The Kiddy Pool: Pink, Blue, and Shades of Gray

The Kiddy Pool: Pink, Blue, and Shades of Gray January 16, 2012

Every week in The Kiddy Pool, Erin Newcomb confronts one of many issues that parents must deal with related to popular culture.

For weeks now, we’ve been preparing my daughter for the impending arrival of her sibling (circa June, though I optimistically like to tell people late May). We talk about things that babies do and potential names for her little brother or sister. This time around, we’re hoping to find out the baby’s sex, in part to help prepare my daughter with the official name and language to greet the newcomer. When I told her we’d soon find out if the baby was her brother or sister, she enthusiastically said “and then we can change which one!” I can see we still have a lot of discussing to do, so it’s lucky I’m only halfway to the due date.

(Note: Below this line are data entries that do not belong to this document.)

PR #27, opened 2021-09-03
Creating a unit test for cfoldMap and adding it to our test suite

GuillaumeGen:


tests/integration/run-tests.sh
```diff
@@ -234,6 +234,9 @@ run-single-test() {
 
 mecho blue "Building pirouette"
 cabal build
+mecho blue "Run unit tests"
```
VictorCMiraldo, line 237: Maybe do something like:

```
if $onci; then
    cabal test
fi
```

This way we don't run the cabal tests every single time we call `run-tests.sh`

tests/unit/Pirouette/Term/TransformationsSpec.hs
```diff
@@ -102,6 +103,14 @@ spec = do
 
     mapM_ dnfExpected tDNFs
 
+  describe "cfoldmapSpecialize" $ do
+    it "works for cfoldmapSpecialize" $
+      runPrtTest
+        (mapM_ declareDummyFunc ["foldr0", "Bool_match", "True", "False"] >> cfoldmapSpecialize tcfoldBool)
+        `shouldBe` tcfoldBoolSpec
+  --  it "works for cfoldmapSpecialize" $
```
VictorCMiraldo, line 111: Are these comments still needed?

VictorCMiraldo (approved):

Aside from the name and the pronouns, there’s not a whole lot that matters about the baby’s sex at this point. Our nursery set, baby gear, and early infancy apparel are all “neutral,” in part because we thought more of the practical finances of not re-purchasing than we did of choosing a gender-specified theme. Yet our refusal to find out the first time really irked some of our family members; there was the usual good-natured guessing but also some pressure that I found strange—like one person who told us we could always tape a bow to a baby girl’s head at the hospital (don’t worry, we didn’t). I’m uneasy about the same pressures with this pregnancy, because while I believe that gender is beautiful and God-given, I don’t think it fits the narrow definitions we culturally assign, especially to babies.

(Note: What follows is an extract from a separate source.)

Issue #25, opened 2021-09-02
`cfoldmapSpecialize` does not properly lift de Bruijn indices


GuillaumeGen:
Currently, the transition obtained after our transformations is wrong for the MultiSigStateMachine contract.
Indeed, it outputs:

I think the pressure to categorize children says more about the adults than it does the children; and, no, I’m not talking about parents wanting to know their babies’ sex, which to me seems like an exciting way of getting to know a child before birth. Like so many things, it’s not the knowledge of the baby’s sex that is problematic for me, it’s why we want it and what we do with it—and those motivations can be as mysterious and varied as individuals. Consider for instance, the history of the colors that seem obviously gendered to so many of us today. It wasn’t until after World War II that pink was allocated for girls and blue for boys; around World War I, the color schemes were just the opposite (with blue deemed daintier, and thus more appropriate for girls), and early twentieth-century parents chose white for all their children because it was easy to bleach (and, I imagine, hand down). It’s not that earlier parents didn’t care about the sex of their children, but that the way that sex gets expressed through gendered expectations isn’t nearly as historically static as we might like it to be.

I’m excited to find out the sex of my second child, to finalize a name with my family, and to engage in more interesting discussions with my daughter about her new sibling. The baby’s sex is an important piece of information to me right now (partly because it’s the only one I’m going to get for a while), but the complexities of this child’s character will keep manifesting long after the nursery set is outgrown.